-- PROVIDED ENTRIES follows --

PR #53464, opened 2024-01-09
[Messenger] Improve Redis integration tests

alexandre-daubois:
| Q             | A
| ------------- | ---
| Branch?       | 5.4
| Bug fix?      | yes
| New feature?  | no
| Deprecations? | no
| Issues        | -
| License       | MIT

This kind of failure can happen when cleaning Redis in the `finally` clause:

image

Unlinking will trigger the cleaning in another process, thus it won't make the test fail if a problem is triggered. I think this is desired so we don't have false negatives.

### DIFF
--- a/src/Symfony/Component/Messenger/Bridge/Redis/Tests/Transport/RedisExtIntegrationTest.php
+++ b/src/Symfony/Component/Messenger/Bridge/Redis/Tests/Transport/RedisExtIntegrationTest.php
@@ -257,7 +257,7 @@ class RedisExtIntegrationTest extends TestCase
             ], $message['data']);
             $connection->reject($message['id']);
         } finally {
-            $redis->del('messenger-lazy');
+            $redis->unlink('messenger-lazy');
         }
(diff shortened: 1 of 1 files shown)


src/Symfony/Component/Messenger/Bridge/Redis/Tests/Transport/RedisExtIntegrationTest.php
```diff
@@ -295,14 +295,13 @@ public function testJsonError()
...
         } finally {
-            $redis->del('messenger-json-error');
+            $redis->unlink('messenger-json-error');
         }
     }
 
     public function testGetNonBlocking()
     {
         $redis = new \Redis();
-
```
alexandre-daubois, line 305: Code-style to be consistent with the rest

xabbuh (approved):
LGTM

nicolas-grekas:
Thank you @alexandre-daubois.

-- PROVIDED ENTRIES concluded --

● **TASK TO COMPLETE**:
Once more, write all of the records exactly as given.

● **RESPONSE TO THE TASK**:
PR #53464, opened 2024-01-09
[Messenger] Improve Redis integration tests

alexandre-daubois:
| Q             | A
| ------------- | ---
| Branch?       | 5.4
| Bug fix?      | yes
| New feature?  | no
| Deprecations? | no
| Issues        | -
| License       | MIT

This kind of failure can happen when cleaning Redis in the `finally` clause:

image

Unlinking will trigger the cleaning in another process, thus it won't make the test fail if a problem is triggered. I think this is desired so we don't have false negatives.

### DIFF
--- a/src/Symfony/Component/Messenger/Bridge/Redis/Tests/Transport/RedisExtIntegrationTest.php
+++ b/src/Symfony/Component/Messenger/Bridge/Redis/Tests/Transport/RedisExtIntegrationTest.php
@@ -257,7 +257,7 @@ class RedisExtIntegrationTest extends TestCase
             ], $message['data']);
             $connection->reject($message['id']);
         } finally {
-            $redis->del('messenger-lazy');
+            $redis->unlink('messenger-lazy');
         }
(diff shortened: 1 of 1 files shown)


src/Symfony/Component/Messenger/Bridge/Redis/Tests/Transport/RedisExtIntegrationTest.php
```diff
@@ -295,14 +295,13 @@ public function testJsonError()
...
         } finally {
-            $redis->del('messenger-json-error');
+            $redis->unlink('messenger-json-error');
         }
     }
 
     public function testGetNonBlocking()
     {
         $redis = new \Redis();
-
```
alexandre-daubois, line 305: Code-style to be consistent with the rest

xabbuh (approved):
LGTM

nicolas-grekas:
Thank you @alexandre-daubois.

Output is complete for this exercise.